* What the task asks:
Every line holding the string "errors" is to be copied from the entries below.

----------------------------------------

PR #9194, opened 2016-05-19
Do not link lttng into libglobal

branto1:
Without this patch, radosgw binary is linked against lttng. This causes SELinux and probably even AppArmor denials, we should backport it to jewel.


branto1:
I'll merge this if it builds cleanly in gitbuilders.

kmroz:
@branto1 - Great, thank you.

branto1:
The gitbuilders are quite happy with the change, the jenkins failure has nothing to do with this patch -> merging.

PR #9195, opened 2016-05-19
ceph-disk: parted < 3.2.16 misbehaves with multiple disks

dachary:
When running multiple ceph-disk prepare /dev/sd? /dev/sde at the same
time, partprobe sometime fails with

  ceph-disk: Error: partprobe /dev/vd? failed :
    Error informing the kernel about modifications to partition /dev/vd?1

This misbehavior has been verified with parted 3.1.23. The exact cause
is unclear and the tracker issue should be updated with findings.

Fixes http://tracker.ceph.com/issues/15918

### DIFF
--- a/ceph.spec.in
+++ b/ceph.spec.in
@@ -205,7 +205,7 @@ Requires:      python-setuptools
 Requires:      grep
 Requires:      xfsprogs
 Requires:      logrotate
-Requires:      parted
+Requires:      parted >= 3.2.16
 Requires:      util-linux
 Requires:      hdparm
 Requires:      cryptsetup


smithfarm:
@dachary No deb?

dachary:
@smithfarm I don't think the problem shows on ubuntu/debian. I'm not very confortable enforcing version constraints when I don't really know why they are necessary. I'll dig more :-)

smithfarm:
In that case, `Reviewed-by: Nathan Cutler <ncutler@suse.com>`

ktdreyer:
RHEL 7 includes parted-3.1-23.el7, so this will break RHEL 7 installs

dachary:
@ktdreyer shoot :-) So the only way is to figure out how to workaround the problem with this old (between 2012 and 2014) version of parted ?

ktdreyer:
That sounds right

alfredodeza:
Most of the problems we've seen in ceph-deploy issues regarding ceph-disk calls have been caused by the async nature of the udev rules. 

Have we ensured that this odd behavior in partprobe is not being caused by racing udev rules? What happens when the commands ceph-disk is firing are done in a system that doesn't have Ceph installed (or has it but without any dev rules) ?

dachary:
@alfredodeza ceph-deploy is randomly calling partprobe and creates problems rather than solving any. In any case it's a different problem altogether (see http://tracker.ceph.com/issues/14099 for instance).

PR #9196, opened 2016-05-19
cmake: add cython_rados to vstart target

tchaikov:


tchaikov:
@jcsp could you take a look?

PR #9197, opened 2016-05-19
osd: select more suitable shard as auth shard

XinzeChi:
If there are A,B,C shards for some object. The oi.size == ondisk size
for A and B. The oi.size != ondisk_size for C. The origin algorithm
would select C as auth shard. The PR would select A.

@

### DIFF
--- a/src/osd/PGBackend.cc
+++ b/src/osd/PGBackend.cc
@@ -538,11 +538,6 @@ map<pg_shard_t, ScrubMap *>::const_iterator
       continue;
     }
 
-    // note candidate in case we can't find anything better, because
-    // something is better than nothing.  FIXME.
-    auth = j;
-    *auth_oi = oi;
-
     uint64_t correct_size = be_get_ondisk_size(oi.size);
     if (correct_size != i->second.size) {
       // invalid size, probably corrupt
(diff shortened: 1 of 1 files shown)


liewegas:
Can you decribe in the commit message what the change is and why it is better?

XinzeChi:
@liewegas , Do you think it make sense?

liewegas:
Ah, yeah, that makes sense to me!

@athanatos ?

tchaikov:
> If there are A,B,C shards for some object. The oi.size == ondisk size for A and B. The oi.size != ondisk_size for C. The origin algorithm would select C as auth shard. The PR would select A.

the reason why it selects C is that neither A or B is able to pass all the tests, and C does not have serious problem like read error or OI attr corruption. for example, A's data digest does not match, and B's omap digest fails to match. and we returns with C, simply because "something is better than nothing".

in your example, it selects A instead of C, not because A is better than C, just it has the preference for choosing the first shard (when the first candidate fails the test).

so i don't think this PR is superior than existing algorithm. but i agree, neither of them is perfect.

XinzeChi:
The PR would has the preference for the shard which has no read error, not missing oi attr, data digest match and omap digest match.

tchaikov:
if we has such a candidate, both algorithm return it.

liewegas:
I think @tchaikov  is right--I missed the break statement. We'll stop looking once we find a candidate that passes all the checks.

XinzeChi:
oh, I miss it too. close it.

PR #9198, opened 2016-05-19
os/filestore: add xattr option family to tracked keys

xiexingguo:
Also including some other cleanup changes.


xiexingguo:
@liewegas Minor fixes, simple and easy.

liewegas:
lgtm

PR #9200, opened 2016-05-19
rgw: we should probably return InvalidArgument when XML_parser fails of RGWPutACLs op

weiqiaomiao:
when input xml documention is invalid, bucket put acls fails, but RGW return -EACCESS, which appears as AceessDenied to the client, we should probably return _EINVAL(InvalidArgument) instead


theanalyst:
lgtm

PR #9202, opened 2016-05-19
mon: delete redundant code and add assertions to print

renhwztetecs:
delete the code that will not be executed before assert;
add error exception information in assert.

### DIFF
--- a/src/mon/AuthMonitor.cc
+++ b/src/mon/AuthMonitor.cc
@@ -298,7 +298,7 @@ bool AuthMonitor::preprocess_query(MonOpRequestRef op)
     return false;
 
   default:
-    assert(0);
+    assert(0 == "unknown type!");
     return true;
   }
 }
@@ -315,7 +315,7 @@ bool AuthMonitor::prepare_update(MonOpRequestRef op)
   case CEPH_MSG_AUTH:
     return prep_auth(op, true);
   default:
-    assert(0);
+    assert(0 == "unknown type!");
     return false;
   }
 }
--- a/src/mon/LogMonitor.cc
+++ b/src/mon/LogMonitor.cc
@@ -290,7 +290,7 @@ bool LogMonitor::preprocess_query(MonOpRequestRef op)
     return preprocess_log(op);
 
   default:
-    assert(0);
+    assert(0 == "unknown type!");
     return true;
   }
 }
@@ -306,7 +306,7 @@ bool LogMonitor::prepare_update(MonOpRequestRef op)
   case MSG_LOG:
     return prepare_log(op);
   default:
-    assert(0);
+    assert(0 == "unknown type!");
     return false;
   }
 }
--- a/src/mon/MonmapMonitor.cc
+++ b/src/mon/MonmapMonitor.cc
@@ -136,7 +136,7 @@ bool MonmapMonitor::preprocess_query(MonOpRequestRef op)
   case MSG_MON_JOIN:
     return preprocess_join(op);
   default:
-    assert(0);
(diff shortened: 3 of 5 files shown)


src/mon/PGMonitor.cc
```diff
@@ -2048,7 +2046,7 @@ static void note_stuck_detail(int what,
       whatname = "stale";
       break;
     default:
-      assert(0);
+/bin/bash: indent: command not found
```
xiexingguo: ? typo???

src/mon/OSDMonitor.cc
```diff
@@ -1367,8 +1367,7 @@ bool OSDMonitor::preprocess_query(MonOpRequestRef op)
     return preprocess_remove_snaps(op);
 
   default:
-    assert(0);
-    return true;
```
jecluis: I don't believe removing the return is safe or future proof. Granted, right now ceph is *always* compiled with assertions enabled, but that may not hold true in the future. This is not exactly redundant code - I take it as future proofing assertion handling, as at some point in time we may only compile assertions for debug/dev builds, and we must ensure the appropriate values are still returned.

src/mon/MonmapMonitor.cc
```diff
@@ -136,8 +136,7 @@ bool MonmapMonitor::preprocess_query(MonOpRequestRef op)
   case MSG_MON_JOIN:
     return preprocess_join(op);
   default:
-    assert(0);
-    return true;
```
jecluis: see my other comment @ https://github.com/ceph/ceph/pull/9202/commits/8a0d6f1a47b36cc5d2ff0818576ce687ecb0ab0e#r63887619

src/mon/LogMonitor.cc
```diff
@@ -306,8 +305,7 @@ bool LogMonitor::prepare_update(MonOpRequestRef op)
   case MSG_LOG:
     return prepare_log(op);
   default:
-    assert(0);
-    return false;
```
jecluis: see my other comment @ https://github.com/ceph/ceph/pull/9202/commits/8a0d6f1a47b36cc5d2ff0818576ce687ecb0ab0e#r63887619

src/mon/AuthMonitor.cc
```diff
@@ -315,8 +314,7 @@ bool AuthMonitor::prepare_update(MonOpRequestRef op)
   case CEPH_MSG_AUTH:
     return prep_auth(op, true);
   default:
-    assert(0);
-    return false;
```
jecluis: see my other comment @ https://github.com/ceph/ceph/pull/9202/commits/8a0d6f1a47b36cc5d2ff0818576ce687ecb0ab0e#r63887619

same applies to the chunk above.

renhwztetecs:
@jecluis 
thanks for your review
I agree with you, assert should only open when the debug/dev(whether there is a plan?).
but the current assert place lacks the necessary exceptions to judge and print, so it is not suitable for the application of the assert disable is not appropriate.so there is no modification of the case, I would like to remove the code will not be executed

athanatos:
Put the returns back

renhwztetecs:
@athanatos 
done 
thanks for you attention

renhwztetecs:
ping @athanatos 
:-)

athanatos:
This really doesn't seem worthwhile to me.  @tchaikov @jecluis What do you think?

tchaikov:
@renhwztetecs i am inclined to agree with @athanatos . would be nice if you can accompany this change with more something more significant.

PR #9203, opened 2016-05-19
osd,rados: add repair-copy op for scrub/repair

tchaikov:
this PR is based on #8931 by @dzafman

### DIFF
--- a/doc/rados/troubleshooting/troubleshooting-pg.rst
+++ b/doc/rados/troubleshooting/troubleshooting-pg.rst
@@ -441,8 +441,19 @@ In this case, we can learn from the output:
       ``0xffffffff``, which is calculated from the shard read from OSD.2
     * ``size_mismatch_oi``: the size stored in the object-info is different
       from the one read from OSD.2. The latter is 0.
+  * ``selected_object_info``: the information of the authoritiative copy(s)
+    choosen by OSD. It is the string representation of the object info of this
+    copy. In the example above:
 
-You can repair the inconsistent placement group by executing:: 
+    * ``s 968``: Size is ``968`` bytes
+    * ``dd e978e67f``: Data Digest is ``e978e67f``
+    * ``od ffffffff``: Omap Digest is ``ffffffff``
+
+If ``read_error`` is listed in the ``errors`` attribute of a shard, the
+inconsistency is likely due to disk errors. You might want to check your disk
+used by that OSD.
+
+You could repair the inconsistent placement group by executing::
 
 	ceph pg repair {placement-group-ID}
 
@@ -452,9 +463,28 @@ some predefined criteria. But this does not always work. For example, the stored
 data digest could be missing, and the calculated digest will be ignored when
 choosing the authoritative copies. So, please use the above command with caution.
 
-If ``read_error`` is listed in the ``errors`` attribute of a shard, the
-inconsistency is likely due to disk errors. You might want to check your disk
-used by that OSD.
+If you are able to identify the `good` copy by inspecting it, it is advisable to
+use the ``rados`` command or the RADOS APIs to fix the inconsistencies manually
+instead. In the above example, if the ``selected_object_info`` is hard to decipher
+or does not make sense at all, you will need to download the payload of the shards
+and inspect them manually::
+
+  rados -p rbd --force repair-get foo 0 14 foo.osd-0
+
+This command fetches the replica of ``foo`` to the local file ``foo.osd.0``
+from osd.0 at epoch 14. If you are happy with this replica after looking at
+it, you might want to overwrite bad replicas with good ones::
+
+  rados -p rbd repair-copy foo 2 14 1
+
+This command overwrites the replica on osd.2 with the good ones. Any replica not
+listed in the command line will be considered as good copy, and can be used to
+overwrite the corrupted ones. Please note, this command will refuse to rewrite
+the object if its version is not identical to the specified version, or the PG
+interval is expired. In this case, if ``foo`` object is updated after the scrub,
+and hence has greater version than "1", this command will fail. If the OSDs
+serving the PG holding this object peers after the deep scrub, this command
+will fail also. In that case, you need to re-schedule a scrub to this PG.
 
 If you receive ``active + clean + inconsistent`` states periodically due to 
 clock skew, you may consider configuring your `NTP`_ daemons on your 
--- a/src/include/rados/librados.hpp
+++ b/src/include/rados/librados.hpp
@@ -757,6 +757,7 @@ namespace librados
     int writesame(const std::string& oid, bufferlist& bl,
 		  size_t write_len, uint64_t off);
     int read(const std::string& oid, bufferlist& bl, size_t len, uint64_t off);
+    int repair_read(const std::string& oid, bufferlist& bl, size_t len, uint64_t off, int flags, int32_t osdid, uint32_t epoch);
     int remove(const std::string& oid);
     int remove(const std::string& oid, int flags);
     int trunc(const std::string& oid, uint64_t size);
@@ -967,6 +968,31 @@ namespace librados
 			std::map<uint64_t,uint64_t> *m, bufferlist *data_bl,
 			size_t len, uint64_t off);
     /**
+     * Asynchronously read a replica hosted by the specified osd
+     *
+     * @param oid the name of the object to read from
+     * @param bl where to store the read chunk
+     * @param len the number of bytes to read
+     * @param off the offset to start reading from in the object
+     * @param snapid the snapid of the replica to read
+     * @param flags the flags applied to the underlying read op. Only
+     *        @c CEPH_OSD_OP_FLAG_FAILOK or 0 is allowed. Any flags
+     *        other than @c CEPH_OSD_OP_FLAG_FAILOK will be ignored.
+     *        If @c CEPH_OSD_OP_FLAG_FAILOK is specified, the read payload
+     *        will be returned despite of CRC mismatch or size mismatch.
+     *        Otherwise, @c -EIO will be returned instead.
+     * @param osdid from which osd the replica is read
+     * @param interval the PG interval when the inconsistency was reported
+     * @returns 0 on success, negative error code on failure
+     * @note Please make sure that the @c interval should be the one returned
+     *       by @c get_inconsistent_objects() or @c get_inconsistent_snapsets()
+     *       call. If the PG interval expires when the request is served by OSD,
+     *       @c -ERANGE will be returned.
+     */
+    int aio_repair_read(const std::string& oid, AioCompletion *c,
+                        bufferlist *pbl, size_t len, uint64_t off, uint64_t snapid, int flags,
+                        int32_t osdid, uint32_t interval);
+    /**
      * Asynchronously read existing extents from an object at a
      * particular snapshot
      *
@@ -1058,6 +1084,9 @@ namespace librados
     // compound object operations
     int operate(const std::string& oid, ObjectWriteOperation *op);
     int operate(const std::string& oid, ObjectReadOperation *op, bufferlist *pbl);
+    int aio_operate_repair_read(const std::string& oid, AioCompletion *c,
+                                ObjectReadOperation *op,
+                                uint32_t osdid, int32_t interval);
     int aio_operate(const std::string& oid, AioCompletion *c, ObjectWriteOperation *op);
     int aio_operate(const std::string& oid, AioCompletion *c, ObjectWriteOperation *op, int flags);
     /**
--- a/src/include/rados/librados.hpp
+++ b/src/include/rados/librados.hpp
@@ -758,6 +758,20 @@ namespace librados
 		  size_t write_len, uint64_t off);
     int read(const std::string& oid, bufferlist& bl, size_t len, uint64_t off);
     int repair_read(const std::string& oid, bufferlist& bl, size_t len, uint64_t off, int flags, int32_t osdid, uint32_t epoch);
+    /**
+     * Rewrite the object with the replica hosted by specified osd
+     *
+     * @param bad_shards a list of <osd_id, shard_id> pairs. it is a black list
+     *                   of if the object shards/replicas, we will avoid using
+     *                   shards/replicas from them. if the object specified by @c
+     *                   oid is located in a replicated pool, the shard_id will
+     *                   be ignored.
+     * @param version the version of rewritten object
+     * @param what the flags indicating what we will copy
+     */
+    int repair_copy(const std::string& oid, uint64_t version, uint32_t what,
+                    const std::vector<osd_shard_t>& bad_shards,
+                    uint32_t epoch);
     int remove(const std::string& oid);
     int remove(const std::string& oid, int flags);
     int trunc(const std::string& oid, uint64_t size);
@@ -992,6 +1006,9 @@ namespace librados
     int aio_repair_read(const std::string& oid, AioCompletion *c,
                         bufferlist *pbl, size_t len, uint64_t off, uint64_t snapid, int flags,
                         int32_t osdid, uint32_t interval);
+    int aio_repair_copy(const std::string& oid, AioCompletion *c,
+         uint64_t version, uint32_t what,
+         const std::vector<osd_shard_t>& bad_osd_shards, uint32_t epoch);
     /**
      * Asynchronously read existing extents from an object at a
      * particular snapshot
--- a/src/librados/IoCtxImpl.cc
+++ b/src/librados/IoCtxImpl.cc
@@ -780,6 +780,33 @@ int librados::IoCtxImpl::operate_read(const object_t& oid,
   return r;
 }
 
+int librados::IoCtxImpl::aio_operate_repair_read(const object_t& oid,
+				      ::ObjectOperation *o,
+				      AioCompletionImpl *c,
+				      uint64_t snapid,
+				      int flags, int32_t osdid, epoch_t e)
+{
+  auto onack = new C_aio_Complete(c);
+
+  c->is_read = true;
+  c->io = this;
+
+  // Prepend assert_interval op
+  o->assert_interval(e);
+  for (int i = o->size() - 1; i > 0; i--) {
+    std::swap(o->ops[i - 1], o->ops[i]);
+    std::swap(o->out_bl[i - 1], o->out_bl[i]);
+    std::swap(o->out_rval[i - 1], o->out_rval[i]);
+  }
+  Objecter::Op *objecter_op = objecter->prepare_read_op(oid, oloc,
+	                                      *o, snapid, NULL,
+	                                      flags | CEPH_OSD_FLAG_REPAIR_READS | CEPH_OSD_FLAG_IGNORE_OVERLAY,
+	                                      onack, &c->objver);
+  objecter_op->target.forced_osd = osdid;
+  objecter->op_submit(objecter_op, &c->tid);
+  return 0;
+}
+
 int librados::IoCtxImpl::aio_operate_read(const object_t &oid,
 					  ::ObjectOperation *o,
 					  AioCompletionImpl *c,
--- a/src/librados/IoCtxImpl.cc
+++ b/src/librados/IoCtxImpl.cc
@@ -1416,6 +1416,48 @@ int librados::IoCtxImpl::read(const object_t& oid,
   return bl.length();
 }
 
+int librados::IoCtxImpl::repair_copy(const object_t& oid,
+				     uint64_t ver, uint32_t what,
+				     const std::vector<pg_shard_t>& bad_shards,
+				     epoch_t epoch)
+{
+  ::ObjectOperation op;
+  op.assert_interval(epoch);
+  op.assert_version(ver);
+  op.repair_copy(what, bad_shards);
+  return operate(oid, &op, nullptr, CEPH_OSD_FLAG_REPAIR_WRITES);
+}
+
+int librados::IoCtxImpl::aio_repair_copy(const object_t& oid, AioCompletionImpl *comp,
+					 uint64_t ver, uint32_t what,
+					 const std::vector<pg_shard_t>& bad_shards,
+					 epoch_t epoch)
+{
+  ::ObjectOperation op;
+  op.assert_interval(epoch);
+  op.assert_version(ver);
+  op.repair_copy(what, bad_shards);
+
+  auto onack = new C_aio_Complete(comp);
+
+  comp->io = this;
+  queue_aio_write(comp);
+
+  auto objecter_op = objecter->prepare_mutate_op(oid, oloc, op, snapc,
+						 ceph::real_clock::now(),
+						 CEPH_OSD_FLAG_REPAIR_WRITES,
+						 onack, &comp->objver);
+
+  int src_osd = objecter->pick_random_osd(objecter_op->target, bad_shards);
+  if (src_osd == -1) {
+    onack->complete(-EINVAL);
+    return -EINVAL;
+  }
+  objecter_op->target.forced_osd = src_osd;
+  objecter->op_submit(objecter_op, &comp->tid);
+  return 0;
+}
+
 int librados::IoCtxImpl::mapext(const object_t& oid,
 				uint64_t off, size_t len,
 				std::map<uint64_t,uint64_t>& m)
--- a/src/librados/librados.cc
+++ b/src/librados/librados.cc
@@ -1266,6 +1266,26 @@ int librados::IoCtx::read(const std::string& oid, bufferlist& bl, size_t len, ui
   return io_ctx_impl->read(obj, bl, len, off);
 }
 
+int librados::IoCtx::repair_read(const std::string& oid, bufferlist& bl,
+				 size_t len, uint64_t off, int flags,
+				 int32_t osdid, epoch_t epoch)
+{
+  auto c = librados::Rados::aio_create_completion();
+  int r = aio_repair_read(oid, c, &bl, len, off, CEPH_NOSNAP, flags, osdid, epoch);
+  if (r < 0) {
+    c->release();
+    return r;    
+  }
+  c->wait_for_complete();
+  r = c->get_return_value();
+  if (r >= 0)
+    io_ctx_impl->set_sync_op_version(c->get_version64());
+  c->release();
+  if (r < 0)
+    return r;
+  return bl.length();
+}
+
 int librados::IoCtx::remove(const std::string& oid)
 {
   object_t obj(oid);
@@ -1541,6 +1561,16 @@ int librados::IoCtx::operate(const std::string& oid, librados::ObjectReadOperati
 {
   object_t obj(oid);
   return io_ctx_impl->operate_read(obj, &o->impl->o, pbl);
+}
+
+int librados::IoCtx::aio_operate_repair_read(const std::string& oid,
+					     AioCompletion *c,
+					     librados::ObjectReadOperation *o,
+					     uint32_t osdid, int32_t epoch)
+{
+  return io_ctx_impl->aio_operate_repair_read(oid, &o->impl->o, c->pc,
+					      io_ctx_impl->snap_seq, 0,
+					      osdid, epoch);
 }
 
 int librados::IoCtx::aio_operate(const std::string& oid, AioCompletion *c,
@@ -1928,6 +1958,21 @@ int librados::IoCtx::aio_sparse_read(const std::string& oid, librados::AioComple
 {
   return io_ctx_impl->aio_sparse_read(oid, c->pc,
 				      m, data_bl, len, off, snapid);
+}
+
+int librados::IoCtx::aio_repair_read(const std::string& oid, librados::AioCompletion *c,
+				     bufferlist *pbl, size_t len, uint64_t off,
+				     uint64_t snapid, int flags, int32_t osdid, epoch_t e)
+{
+  if (len > (size_t) INT_MAX)
+    return -EDOM;
+  ::ObjectOperation rd;
+  io_ctx_impl->prepare_assert_ops(&rd);
+  rd.read(off, len, pbl, NULL, NULL);
+  // Only 1 flag can be passed from user
+  rd.set_last_op_flags(flags & CEPH_OSD_OP_FLAG_FAILOK);
+  return io_ctx_impl->aio_operate_repair_read(oid, &rd, c->pc,
+					      snapid, 0, osdid, e);
 }
 
 int librados::IoCtx::aio_write(const std::string& oid, librados::AioCompletion *c,
--- a/src/librados/librados.cc
+++ b/src/librados/librados.cc
@@ -2236,6 +2236,21 @@ void librados::IoCtx::set_assert_version(uint64_t ver)
   io_ctx_impl->set_assert_version(ver);
 }
 
+static int translate_repair_copy(int what)
+{
+  int translated = 0;
+  if (what & librados::repair_copy_t::DATA) {
+    translated |= CEPH_REPAIR_COPY_DATA;
+  }
+  if (what & librados::repair_copy_t::OMAP) {
+    translated |= CEPH_REPAIR_COPY_OMAP;
+  }
+  if (what & librados::repair_copy_t::ATTR) {
+    translated |= CEPH_REPAIR_COPY_ATTR;
+  }
+  return translated;
+}
+
 int librados::IoCtx::repair_copy(const string& oid, uint64_t version, uint32_t what,
 				 const vector<osd_shard_t>& bad_shards,
 				 uint32_t epoch)
@@ -2244,7 +2259,9 @@ int librados::IoCtx::repair_copy(const string& oid, uint64_t version, uint32_t w
   for (const auto& bad_shard : bad_shards) {
     shards.emplace_back(bad_shard.osd, shard_id_t(bad_shard.shard));
   }
-  return io_ctx_impl->repair_copy(object_t(oid), version, what, shards, epoch);
+  return io_ctx_impl->repair_copy(object_t(oid), version,
+				  translate_repair_copy(what),
+				  shards, epoch);
 }
 
 int librados::IoCtx::aio_repair_copy(const std::string& oid, AioCompletion *c,
--- a/src/librados/librados.cc
+++ b/src/librados/librados.cc
@@ -2273,7 +2273,8 @@ int librados::IoCtx::aio_repair_copy(const std::string& oid, AioCompletion *c,
   for (const auto& bad_shard : bad_shards) {
     shards.emplace_back(bad_shard.osd, shard_id_t(bad_shard.shard));
   }
-  return io_ctx_impl->aio_repair_copy(object_t(oid), c->pc, version, what,
+  return io_ctx_impl->aio_repair_copy(object_t(oid), c->pc, version,
+				      translate_repair_copy(what),
 				      shards, epoch);
 }
 
--- a/src/librados/librados.cc
+++ b/src/librados/librados.cc
@@ -2236,6 +2236,30 @@ void librados::IoCtx::set_assert_version(uint64_t ver)
   io_ctx_impl->set_assert_version(ver);
 }
 
+int librados::IoCtx::repair_copy(const string& oid, uint64_t version, uint32_t what,
+				 const vector<osd_shard_t>& bad_shards,
+				 uint32_t epoch)
+{
+  vector<pg_shard_t> shards;
+  for (const auto& bad_shard : bad_shards) {
+    shards.emplace_back(bad_shard.osd, shard_id_t(bad_shard.shard));
+  }
+  return io_ctx_impl->repair_copy(object_t(oid), version, what, shards, epoch);
+}
+
+int librados::IoCtx::aio_repair_copy(const std::string& oid, AioCompletion *c,
+				     uint64_t version, uint32_t what,
+				     const vector<osd_shard_t>& bad_shards,
+				     uint32_t epoch)
+{
+  vector<pg_shard_t> shards;
+  for (const auto& bad_shard : bad_shards) {
+    shards.emplace_back(bad_shard.osd, shard_id_t(bad_shard.shard));
+  }
+  return io_ctx_impl->aio_repair_copy(object_t(oid), c->pc, version, what,
+				      shards, epoch);
+}
+
 void librados::IoCtx::locator_set_key(const string& key)
 {
   io_ctx_impl->oloc.key = key;
--- a/src/osd/PG.cc
+++ b/src/osd/PG.cc
@@ -5271,7 +5271,9 @@ bool PG::can_discard_op(OpRequestRef& op)
     return true;
   }
 
-  if (m->get_map_epoch() < pool.info.last_force_op_resend &&
+  // Don't care about last_force_op_resend for recovery reads
+  if (!(m->get_flags() & CEPH_OSD_FLAG_REPAIR_READS) &&
+      m->get_map_epoch() < pool.info.last_force_op_resend &&
       m->get_connection()->has_feature(CEPH_FEATURE_OSD_POOLRESEND)) {
     dout(7) << __func__ << " sent before last_force_op_resend "
 	    << pool.info.last_force_op_resend << ", dropping" << *m << dendl;
--- a/src/osd/PG.h
+++ b/src/osd/PG.h
@@ -692,7 +692,8 @@ protected:
   eversion_t  oldest_update; // acting: lowest (valid) last_update in active set
   map<pg_shard_t, pg_info_t>    peer_info;   // info from peers (stray or prior)
   set<pg_shard_t> peer_purged; // peers purged
-  map<pg_shard_t, pg_missing_t> peer_missing;
+  map<pg_shard_t, pg_missing_t> peer_missing; // also used by read op issued by
+                                              // repair-copy
   set<pg_shard_t> peer_log_requested;  // logs i've requested (and start stamps)
   set<pg_shard_t> peer_missing_requested;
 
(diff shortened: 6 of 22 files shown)


tchaikov:
tests on their way.

tchaikov:
per sam

> i think it would be simpler to just allow the repair_write call to specify a set of bad shards. For replicated pool, we simply choose one which is not in that set . For EC pools, we use that information to avoid bad shards.

tchaikov:
@dzafman  and @athanatos could you take a look ? next, i will add the test for ec pool `repair-copy` .

src/osd/ReplicatedPG.cc
```diff
@@ -1357,6 +1357,35 @@ int ReplicatedPG::do_scrub_ls(MOSDOp *m, OSDOp *osd_op)
...
 
+// it is pretty much the same as CEPH_OSD_OP_COPY_FROM, but it requires user to
+// specify the src osd, and uses repair_read() to read the object payload, also
+// the src oid is always identical to the dest oid (the one in OpContext)
+int ReplicatedPG::do_repair_copy(OpContext *ctx, const OSDOp& osd_op, bufferlist::iterator& bp)
+{
+  uint32_t what;
+  vector<pg_shard_t> bad_shards;
+  try {
+    ::decode(what, bp);
```
tchaikov: maybe i should wrap it in an arg struct, and add the `encode()/decode()` methods for it.

src/tools/rados/rados.cc
```diff
@@ -1397,7 +1398,10 @@ static void dump_inconsistent(const inconsistent_obj_t& inc,
   f.open_array_section("shards");
   for (auto osd_shard : inc.shards) {
     f.open_object_section("shard");
-    f.dump_int("osd", osd_shard.first);
+    f.dump_int("osd", osd_shard.first.first);
+    auto shard = osd_shard.first.second;
+    if (shard)
```
tchaikov: should be `if (shard == -1)`

src/osd/ReplicatedPG.cc
```diff
@@ -7075,7 +7075,17 @@ int ReplicatedPG::fill_in_copy_get(
       cursor.data_complete = true;
       dout(20) << " got data" << dendl;
     }
-    assert(cursor.data_offset <= oi.size);
```
athanatos: I don't follow how this can happen.  Isn't data_offset always 0 or a result of a previous copy_get?

src/osd/ReplicatedPG.cc
athanatos: Yeah, probably.

src/include/rados/librados.hpp
```diff
@@ -712,6 +712,14 @@ namespace librados
...
     int read(const std::string& oid, bufferlist& bl, size_t len, uint64_t off);
     int repair_read(const std::string& oid, bufferlist& bl, size_t len, uint64_t off, int flags, int32_t osdid, uint32_t e);
+    /**
+     * Rewrite the object with the replica hosted by specified osd
+     *
+     * @param osd from which OSD we will copy the data
+     * @param version the version of rewritten object
+     * @param what the flags indicating what we will copy
+     */
+    int repair_copy(const std::string& oid, uint64_t version, uint32_t what, int32_t osd, uint32_t epoch);
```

----------------------------------------

* Result for this task:
+If ``read_error`` is listed in the ``errors`` attribute of a shard, the
+inconsistency is likely due to disk errors. You might want to check your disk
-If ``read_error`` is listed in the ``errors`` attribute of a shard, the
-inconsistency is likely due to disk errors. You might want to check your disk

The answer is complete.